Val rolled his eyes and flicked open a copy of Elle he just happened to be carrying in his man-handbag.  Cheryl smiled back at me, all glossy chocolaty locks and lovely teeth.  Apparently she’d already been snapped up by a rival shampoo brand. “Where,” said Val, “have you been?”

“Clearly not flicking through Elle,” I said.

I couldn’t think of any other Geordie who’d hit the spot so I left it to the PR team to find the model and decided instead to concentrate on the script.

Apparently all women want bouncy hair, and lots of it. It has to be manageable, controllable and always shiny and well brushed, like a well groomed hound. The average women spends hundreds of pounds on hair care products each year and a bad hair day can drive a woman to the brink of suicide. But then women are naturally a little mad.

I had a friend at university who was fairly successful at seducing luscious looking girls. (I was fairly unsuccessful at seducing full stop, but that’s another story).

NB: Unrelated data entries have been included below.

PR #1676, opened 2015-10-23
Fix build warning that snuck in

sharwell:
In addition to reordering the field (which fixed the warning), I made it `readonly` and immutable.


pdelvo:
:+1:

PR #1683, opened 2015-10-24
Reduce allocations

sharwell:
This change reduces the number of allocations which are required to execute `HandleCompilationStart` for the various analyzers. These calls are made many times while users are working in the IDE, so the benefits of this change are most visible there. The potential benefit is at least hundreds of allocations each time the user makes a change while typing in the editor.

Currently the work is complete for documentation and layout rules, and partially complete for the remaining rules.


pdelvo:
:+1:

PR #1702, opened 2015-10-28
Added a code fix provider for the SA1206 diagnostic.

bexxx:


bexxx:
Will start a new PR. Just realized that @sharwell extracted all code fixes to a new assembly.

PR #1805, opened 2015-11-22
StyleCopSettings cache

### LINKED ISSUE #1803: Cache StyleCopSettings for the Compilation
With the recent work to add options to additional analyzers, it's becoming more important to cache the `StyleCopSettings` instance so we aren't deserializing it multiple times per compilation.

sharwell:
Fixes #1803

:memo: To minimize the size of the diffs and make them easier to review, I left the `Analyzer` classes in place, but made them static. I may submit a future review to remove these classes and put the methods in the parent type.


vweijsters:
:+1: Looks good to me. I would prefer to see the Analyzer classes removed.

PR #1812, opened 2015-11-23
Implement the 'elementOrder' configuration property

### LINKED ISSUE #1745: Convert ElementOrderCodeFixProvider use of IsAnalyzerSuppressed to configuration
Currently the behavior of `ElementOrderCodeFixProvider` varies based on whether or not various rules are suppressed (SA1201, SA1202, SA1203, SA1204, SA1214, SA1215). The code fix should not rely on this type of configuration; the behavior should instead be exposed as explicit options in **stylecop.json**.

sharwell:
Fixes #1745 

:exclamation: This pull request merges SA1214 and SA1215 into a single rule (SA1214). The Known Changes documentation and the documentation for each of these rules was updated to reflect the change.

:thought_balloon: Additional tests for non-standard configurations will be required. The current tests cover a couple of common configurations (including extensive testing of the default configuration). I would prefer to get the new implementation out earlier for testing in the wild and add the additional tests separately.


vweijsters:
I had a quick look at the documentation only for now.

Overall it looks good. I got one remark:
- The documentation is incomplete with respect to describing what order is implied by the kind and accessibility settings. It can be reconstructed by looking at the various impacted rules, but it would be nice to have it all in the same place.

sharwell:
@vweijsters I updated this to improve documentation and messaging.

oatkins:
This seems like a step in the right direction to me. Legacy SC defines many ordering rules, but it really isn't useful to pick and choose which ones to enable because they all have implicit knowledge of each other. Amalgamating some of the rules is therefore very reasonable.

I'm not sure that I'll use the config option to customize the traits that determine the correct ordering, but I do appreciate that this makes the rules much more explicit and easier to understand. We are also moving away from the legacy "my way or the highway" approach; a lot of people will appreciate that.

Looking at this on my phone, so I've not studied the code; just the documentation. But a wholehearted +1 on that basis.

sharwell:
@oatkins I believe we will have the ability to expand on this customization in the future to cover the "kind" and "accessibility" traits in more detail. But I agree, the most important aspect right at this point is clarity regarding the relative order of the rules.

I'll wait for @vweijsters to finish the implementation review before merging.

StyleCop.Analyzers/StyleCop.Analyzers/Helpers/MemberOrderHelper.cs
```diff
@@ -113,63 +127,42 @@ private enum ModifierFlags
...
         {
-            var flags = ModifierFlags.None;
-            if (checks.Const && syntax.Any(SyntaxKind.ConstKeyword))
+            SyntaxKind type = member.Kind();
+
+            AccessLevel accessibility;
+            if ((type == SyntaxKind.ConstructorDeclaration && modifiers.Any(SyntaxKind.StaticKeyword))
+                || (type == SyntaxKind.MethodDeclaration && ((MethodDeclarationSyntax)member).ExplicitInterfaceSpecifier != null)
+                || (type == SyntaxKind.PropertyDeclaration && ((PropertyDeclarationSyntax)member).ExplicitInterfaceSpecifier != null)
+                || (type == SyntaxKind.IndexerDeclaration && ((IndexerDeclarationSyntax)member).ExplicitInterfaceSpecifier != null))
```
vweijsters: I think that `SyntaxKind.EventDeclaration` should also be addressed, as events can also be implement explicitly.

StyleCop.Analyzers/StyleCop.Analyzers/OrderingRules/SA1214ReadonlyElementsMustAppearBeforeNonReadonlyElements.cs
```diff
@@ -0,0 +1,150 @@
...
+            var elementOrder = settings.OrderingRules.ElementOrder;
+            int readonlyIndex = elementOrder.IndexOf(OrderingTrait.Readonly);
+            if (readonlyIndex < 0)
+            {
+                return;
+            }
+
+            var typeDeclaration = (TypeDeclarationSyntax)context.Node;
+
+            FieldDeclarationSyntax previousMember = null;
```
vweijsters: :thought_balloon: Consider renaming this to previousField to improve readability

StyleCop.Analyzers/StyleCop.Analyzers/OrderingRules/SA1214ReadonlyElementsMustAppearBeforeNonReadonlyElements.cs
```diff
@@ -0,0 +1,150 @@
...
+                    case OrderingTrait.Accessibility:
+                        if (previousAccessLevel != currentAccessLevel)
+                        {
+                            compareReadonly = false;
+                        }
+
+                        continue;
+
+                    case OrderingTrait.Constant:
+                        if (previousFieldConst || currentFieldConst)
```
vweijsters: :bug: This will skip read-only checks for two consecutive constant fields. The operator should be `!=` or `^`.

StyleCop.Analyzers/StyleCop.Analyzers/OrderingRules/SA1214ReadonlyElementsMustAppearBeforeNonReadonlyElements.cs
```diff
@@ -0,0 +1,150 @@
...
+                    previousMember = field;
+                    previousFieldConst = currentFieldConst;
+                    previousFieldStatic = currentFieldStatic;
+                    previousFieldReadonly = currentFieldReadonly;
+                    previousAccessLevel = currentAccessLevel;
+                    continue;
+                }
+
+                bool compareReadonly = true;
+                for (int j = 0; j < readonlyIndex; j++)
```
vweijsters: :thought_balloon: consider adding `compareReadonly` to the condition check, to stop parsing the element order as soon as the outcome is known.

StyleCop.Analyzers/StyleCop.Analyzers/OrderingRules/SA1214ReadonlyElementsMustAppearBeforeNonReadonlyElements.cs
```diff
@@ -0,0 +1,150 @@
...
+
+                    case OrderingTrait.Readonly:
+                    default:
+                        continue;
+                    }
+                }
+
+                if (compareReadonly)
+                {
+                    if ((currentFieldReadonly || currentFieldConst) && !previousFieldReadonly && !previousFieldConst)
```
vweijsters: :exclamation: I think that constants should not be considered here. They are handled by SA1203 exclusively.

StyleCop.Analyzers/StyleCop.Analyzers/OrderingRules/SA1204StaticElementsMustAppearBeforeInstanceElements.cs
```diff
@@ -79,70 +62,126 @@ private static void HandleCompilationStart(CompilationStartAnalysisContext conte
...
+            }
+
             var typeDeclaration = (TypeDeclarationSyntax)context.Node;
 
-            HandleMemberList(context, typeDeclaration.Members, AccessLevel.Private);
+            HandleMemberList(context, elementOrder, staticIndex, typeDeclaration.Members, AccessLevel.Private);
         }
 
-        private static void HandleMemberList(SyntaxNodeAnalysisContext context, SyntaxList<MemberDeclarationSyntax> members, AccessLevel defaultAccessLevel)
+        private static void HandleMemberList(SyntaxNodeAnalysisContext context, ImmutableArray<OrderingTrait> elementOrder, int staticIndex, SyntaxList<MemberDeclarationSyntax> members, AccessLevel defaultAccessLevel)
```
vweijsters: :thought_balloon: The `defaultAccessLevel` parameter can be removed, as it is not used anymore.

StyleCop.Analyzers/StyleCop.Analyzers/OrderingRules/SA1202ElementsMustBeOrderedByAccess.cs
```diff
@@ -125,39 +145,79 @@ private static void HandleMemberList(SyntaxNodeAnalysisContext context, SyntaxLi
...
-                {
-                    currentAccessLevel = AccessLevelHelper.GetAccessLevel(modifiers);
-                    currentAccessLevel = currentAccessLevel == AccessLevel.NotSpecified ? defaultAccessLevel : currentAccessLevel;
-                }
+                AccessLevel currentAccessLevel = MemberOrderHelper.GetAccessLevelForOrdering(member, modifiers);
 
-                if (previousAccessLevel != AccessLevel.NotSpecified
-                    && currentSyntaxKind == previousSyntaxKind
-                    && currentAccessLevel > previousAccessLevel)
+                if (previousMember != null && previousAccessLevel != AccessLevel.NotSpecified)
```
vweijsters: :thought_balloon: No point in doing both checks. For the first iteration, the check is always true, after the first iteration previousMember will never be null again, so the second check is unnecessary.

StyleCop.Analyzers/StyleCop.Analyzers/OrderingRules/SA1202ElementsMustBeOrderedByAccess.cs
```diff
@@ -125,39 +145,79 @@ private static void HandleMemberList(SyntaxNodeAnalysisContext context, SyntaxLi
...
+                            {
+                                compareAccessLevel = false;
+                            }
+
+                            continue;
+
+                        case OrderingTrait.Constant:
+                            // Only fields may be marked const
+                            bool previousIsConst = previousMember.IsKind(SyntaxKind.FieldDeclaration) && previousMember.GetModifiers().Any(SyntaxKind.ConstKeyword);
+                            bool currentIsConst = member.IsKind(SyntaxKind.FieldDeclaration) && modifiers.Any(SyntaxKind.ConstKeyword);
```
vweijsters: :thought_balloon: It should be possible to cache the `previousIsConst` value, eliminating the need for an extra `previousMember.GetModifiers().Any(SyntaxKind.ConstKeyword)` call for each field.

vweijsters: :bug: if a const field is followed by anything but a field, the compare access level check is disabled.

StyleCop.Analyzers/StyleCop.Analyzers/OrderingRules/SA1202ElementsMustBeOrderedByAccess.cs
```diff
@@ -125,39 +145,79 @@ private static void HandleMemberList(SyntaxNodeAnalysisContext context, SyntaxLi
...
+                            {
+                                compareAccessLevel = false;
+                            }
+
+                            continue;
+
+                        case OrderingTrait.Readonly:
+                            // Only fields may be marked readonly
+                            bool previousIsReadonly = previousMember.IsKind(SyntaxKind.FieldDeclaration) && previousMember.GetModifiers().Any(SyntaxKind.ReadOnlyKeyword);
+                            bool currentIsReadonly = member.IsKind(SyntaxKind.FieldDeclaration) && modifiers.Any(SyntaxKind.ReadOnlyKeyword);
```
vweijsters: :exclamation: See remarks for `OrderingTrait.Constant` above. They apply here as well

StyleCop.Analyzers/StyleCop.Analyzers/OrderingRules/SA1201ElementsMustAppearInTheCorrectOrder.cs
```diff
@@ -226,6 +248,46 @@ private static void HandleMemberList(SyntaxNodeAnalysisContext context, SyntaxLi
...
+                    default:
+                        continue;
+                    }
+                }
+
+                if (!compareKind)
+                {
+                    continue;
+                }
+
```
vweijsters: :thought_balloon: It would be nice is this could be refactored to use the same  previous / current pattern as SA1202/SA1203/SA1204.

vweijsters:
Finished my review (as you may already have noticed :wink:). There's several issues that should be addressed, but the overall design looks good to me.

@sharwell Big kudos for keeping this well readable / well understandable.

StyleCop.Analyzers/StyleCop.Analyzers/Helpers/MemberOrderHelper.cs
sharwell: :arrow_right: Can you file this as a separate bug? For this PR I just reused the code from #1180/#1179. So far it hasn't been reported as a deviation from StyleCop Classic so I'd like to get a bit more discussion to ensure the change is intentional and properly documented.

StyleCop.Analyzers/StyleCop.Analyzers/OrderingRules/SA1214ReadonlyElementsMustAppearBeforeNonReadonlyElements.cs
sharwell: :thought_balloon: Technically, constants are a special kind of `static readonly` field. For the default value of the `elementOrder` property, this doesn't matter. However, it seems like we should treat them as `static readonly` if the `"constants"` ordering is lower precedence or missing from `elementOrder` altogether. That said, currently only SA1214 treats constants as static and readonly. It seems that SA1203 and SA1204 should do so as well.

StyleCop.Analyzers/StyleCop.Analyzers/OrderingRules/SA1201ElementsMustAppearInTheCorrectOrder.cs
sharwell: I'd rather do this one separately.

StyleCop.Analyzers/StyleCop.Analyzers/Helpers/MemberOrderHelper.cs
vweijsters: Done -> #1823

StyleCop.Analyzers/StyleCop.Analyzers/OrderingRules/SA1201ElementsMustAppearInTheCorrectOrder.cs
vweijsters: no problem

vweijsters:
:+1: Looks good now

martincostello:
@sharwell I've not reviewed the code, but it turns out I accidentally functionally reviewed this earlier by updating a repo of mine to beta017 and using the new rules that were added.

Specifically, the rule found two cases where I have a constant after a field, but I decided to [change the order configuration](https://github.com/martincostello/sqllocaldb/blob/c354786f2e97e194419c7586f4b7d884c38e27fd/src/Tools/StyleCop/stylecop.json#L31-L35) from the default instead instead and leave the code ([1](https://github.com/martincostello/sqllocaldb/blob/master/src/SqlLocalDb/Logger.cs#L24-L32), [2](https://github.com/martincostello/sqllocaldb/blob/master/src/SqlLocalDb/TraceSourceLogger.cs#L24-L32))  as-is.

sharwell:
@martincostello The configuration in your example *is* the default.

martincostello:
@sharwell Turns out I misread [Configuration.md](https://github.com/DotNetAnalyzers/StyleCopAnalyzers/blob/master/documentation/Configuration.md) and thought that the first JSON example was what the default was, rather than a tweaked version, so I put what I *thought* was the default in explicitly and then changed that to do what I wanted, which actually *was* the default.

sharwell:
It looks like you like to have your configuration be explicit. If that is the case, I recommend pulling your default configuration directly from the [schema](https://github.com/DotNetAnalyzers/StyleCopAnalyzers/blob/master/StyleCop.Analyzers/StyleCop.Analyzers/Settings/stylecop.schema.json), which is actually pretty easy since you have a link to the schema as the first line of your configuration file. :smile:

martincostello:
@sharwell I had some caching issues in Visual Studio earlier on where it wouldn't pick up the updated intellisense for the new members, even after I explicitly opened it in the IDE from the schema URL, which is why I was working from the markdown rather than it. Sounds like a good idea for me to do  though!

sharwell:
@martincostello Open up your **stylecop.json** file and right click anywhere in the document. Then select **Reload Schemas**.

martincostello:
Ah...thank you!

sharwell:
That might be a good tip to add to [EnableConfiguration.md](https://github.com/DotNetAnalyzers/StyleCopAnalyzers/blob/master/documentation/EnableConfiguration.md) if you want to. :wink:

martincostello:
Done - #1850

PR #1813, opened 2015-11-23
SA1623/1624 are now using the AccessLevelHelper

### LINKED ISSUE #1810: Update SA1623 and SA1624 tests to include various accessibilities
Currently the tests for SA1623 and SA1624 only test the public and private accessibility modifiers. The tests should be updated to include others as well.

### LINKED ISSUE #1811: Consider using AccessLevelHelper.GetEffectiveAccessibility for SA1623/SA1624
Currently the implementation of SA1623/SA1624 relies on a locally-implemented method `IsPubliclyVisible`. The helper method `AccessLevelHelper.GetEffectiveAccessibility` implements a more precise and accurate version of this functionality. If possible, the implementation of SA1623/SA1624 should be update to use it.

Marked as a :bug: because the implementation of `IsPubliclyVisible` currently looks for the `private` modifier for classes, when it should probably be looking for the `internal` modifier.

vweijsters:
Fixes #1811
Fixes #1810

### DIFF
--- a/StyleCop.Analyzers/StyleCop.Analyzers/Helpers/AccessLevelHelper.cs
+++ b/StyleCop.Analyzers/StyleCop.Analyzers/Helpers/AccessLevelHelper.cs
@@ -245,8 +245,8 @@ namespace StyleCop.Analyzers.Helpers
                 return accessLevel.ToAccessibility();
             }
 
-            BasePropertyDeclarationSyntax propertyDefinition = syntax.FirstAncestorOrSelf<BasePropertyDeclarationSyntax>();
-            return propertyDefinition.GetDeclaredAccessibility(semanticModel, cancellationToken);
+            ISymbol declaredSymbol = semanticModel.GetDeclaredSymbol(syntax, cancellationToken);
+            return declaredSymbol?.DeclaredAccessibility ?? Accessibility.NotApplicable;
         }
 
         internal static Accessibility GetDeclaredAccessibility(this BaseFieldDeclarationSyntax syntax, SemanticModel semanticModel, CancellationToken cancellationToken)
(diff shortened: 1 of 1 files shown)


StyleCop.Analyzers/StyleCop.Analyzers/Helpers/AccessLevelHelper.cs
```diff
@@ -234,6 +234,21 @@ internal static Accessibility GetDeclaredAccessibility(this BasePropertyDeclarat
...
+            Requires.NotNull(syntax, nameof(syntax));
+            Requires.NotNull(semanticModel, nameof(semanticModel));
+
+            AccessLevel accessLevel = GetAccessLevel(syntax.Modifiers);
+            if (accessLevel != AccessLevel.NotSpecified)
+            {
+                return accessLevel.ToAccessibility();
+            }
+
+            BasePropertyDeclarationSyntax propertyDefinition = syntax.FirstAncestorOrSelf<BasePropertyDeclarationSyntax>();
```
sharwell: :bulb: I would prefer to see `syntax.Parent.Parent` here, which is more efficient than the current check.

StyleCop.Analyzers/StyleCop.Analyzers/Helpers/AccessLevelHelper.cs
```diff
@@ -343,6 +358,27 @@ internal static Accessibility GetEffectiveAccessibility(this BasePropertyDeclara
...
+            Requires.NotNull(syntax, nameof(syntax));
+            Requires.NotNull(semanticModel, nameof(semanticModel));
+
+            Accessibility declaredAccessibility = syntax.GetDeclaredAccessibility(semanticModel, cancellationToken);
+            if (declaredAccessibility <= Accessibility.Private)
+            {
+                return declaredAccessibility;
+            }
+
+            BaseTypeDeclarationSyntax enclosingType = syntax.FirstAncestorOrSelf<BaseTypeDeclarationSyntax>();
```
sharwell: :bulb: I would prefer to see `syntax.Parent` here.

sharwell:
:+1:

He’d often spend Sunday mornings sharing intimate tales of his latest liaisons, many of which made my heart almost stop with jealousy. My favourite was how Linda would wrap her waist length hair six times around his (and I say this quietly) manhood. Whether this was true or not, I don’t know, but the very thought was enough to bring on a spontaneous orgasm (which granted, when one is 19, is not difficult). Ever since then, I’ve harboured an interest in women with lovely flicky locks.

I wondered (albeit briefly) whether an advertisement where a woman wrapped her hair around a phallus shaped object would work. A bit like those old Cadbury flake ads, if truth be told, but apparently women don’t go for that sort of thing.

“The market is female,” groaned Val when I made what was clearly yet another duff suggestion. “How many blokes do you know who buy shampoo for their wives?”

I haven’t got very far with the campaign. I wonder what happened to Linda.